Even as people prepare for the third wave, the Omicron. But it is for 2022.
Livelihoods: An Urban Work Pattern
Sadly, already forgotten, the stories and images of lakhs of unemployed migrant workers and their families walking hundreds of kilometers back to their home villages after the first lockdown of 2020. In 2021, they started to return in the cities in the hope of finding their jobs. But the jobs were gone for good. And what little was available came at low wages and under exploitative conditions.

Given the desperate times, some economists and development experts have sought to initiate a national debate on the need for an urban employment program for daily wage workers, similar to that for rural workers.
Few have questioned the urgency of such a program. Specific examples from Kerala and Orissa where such programs had been tested were given. The mechanisms for implementing such a program have been suggested. Unfortunately, in the end, the debate lost steam.
Citizen Matters took an in-depth look at the possibilities of an Urban Work Program and how state governments in particular could begin to think through and implement such an agenda.
We give below some expert views and other stories we had made on the subject.
Environment, Climate change – What??
Even the weather is not the same. No city has escaped the effects of unusual weather events leading to flooding and worse in 2021. In fact, even as we write this, Chennai is in the throes of yet another episode of heavy rain, followed by flash floods, which has brought to life a squeak stopper.
Unfortunately, no city has sufficiently factored climate change into its master plans for the future. In addition, planners still seem unaware of the many links between environmental sustainability, waste and water management and climate change. And although the central government has come up with a series of programs like the National Clean Air Quality program and Swachh Bharat 2.0 and all kinds of rankings for cities, there has been little noticeable change on the ground.
Below are some of the stories we’ve done on these issues:

Schools: who is responsible?
Hybrid education. Blended learning. The contribution of the pandemic to school education. After 20 months of total closure, as schools in all cities cautiously opened their doors, they found they had no choice but to design teaching, learning and assessment systems based on totally new online and offline.
But two other unforeseen problems surfaced. First, the detrimental effects of online education on the mental health of students. And the digital divide between students in private and public schools. For poor students, whose parents had lost all income and jobs, lack of access to smartphones and the internet has become a critical issue for the state to address.
The students most seriously affected by this digital divide were students in grades 1 to 5, whose basic learning was completely lost in the process.

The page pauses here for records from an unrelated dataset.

PR #227, opened 2017-09-23
Updated metrics and object sizing, etc

danomatika:
This is a bug fix PR meant to alleviate font metrics and object sizing issues in Pd 0.48.

As many have pointed out on the pd-list, the sizing of objects is a bit different between 0.46 and 0.48. This seems to be largely due to how the font metrics are calculated with zooming and the introduction of Deja Vu Sans Mono on macOS (and probably other factors).

Pd-extended managed to have relatively consistent sizing across platforms, so some of this work comes directly from extended as well as some experimentation.

Highlights:

* updated font metrics to pd-extended values
* fixed bug where metric detection was not taking into account the desired font weight
* ~increased vertical margins slightly to offset the tighter font sizing~ *doesn't seem to be needed after testing*
* added IOHEIGHT for consistent inlet & outlet heights, io now zooms
* ~float and symbol atom heights now match object box heights and the text is thus centered better~ *decided against this*
* added in code from extended which:
  * ensures patch cords are not drawn behind objects when they are created
  * improves atom and message box right indent sizing (calculates based on size), this makes them a bit more obviously different from rectangular object boxes
* updating iem guis for full zoom compatibility (form and function):
  * [x] bang
  * [x] toggle
  * [x] number2
  * [x] vslider
  * [x] hslider
  * [x] vradio
  * [x] hradio
  * [x] vu
  * [x] mycanvas
* [x] updating arrays for zooming

Note: This includes some work first introduced in #162 but I decided that it would be a better approach to focus on fixing sizing first, then look into styling, etc later on.

This has been tested on macOS 10.12.6. It should be checked on other platforms.

Here is a test build for newer Macs (10.9+): http://docs.danomatika.com/pdbuilds/Pd-0.48-1-metrics-sizing.zip

And some screenshots:

**0.47-1**

screen shot 2017-09-23 at 10 41 41 pm

screen shot 2017-09-23 at 10 41 16 pm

What effect this will have on their ability to learn and earn in the years to come is a puzzle.
At the national level, Citizen Matters attempted to examine the broader political issues with which the Department of Education was grappling. Our selection of articles combines reports from the field and expert opinions.
Governance: all about the money
Attention inevitably turned to Delhi. But the need for an urgent review and overhaul of urban governance systems is common to all cities. Sustainable development was the goal, at least on paper.
But the powers that be, in the center and in the States, are not convinced. Instead, opt for capital-intensive programs like Smart Cities Mission, which has come under heavy criticism in every city where it is implemented.
Indian cities have a long way to go, agree all urban experts. But Delhi’s master plan for 2041 is an example of all the wrong with urban planning, according to the experts in these articles we selected.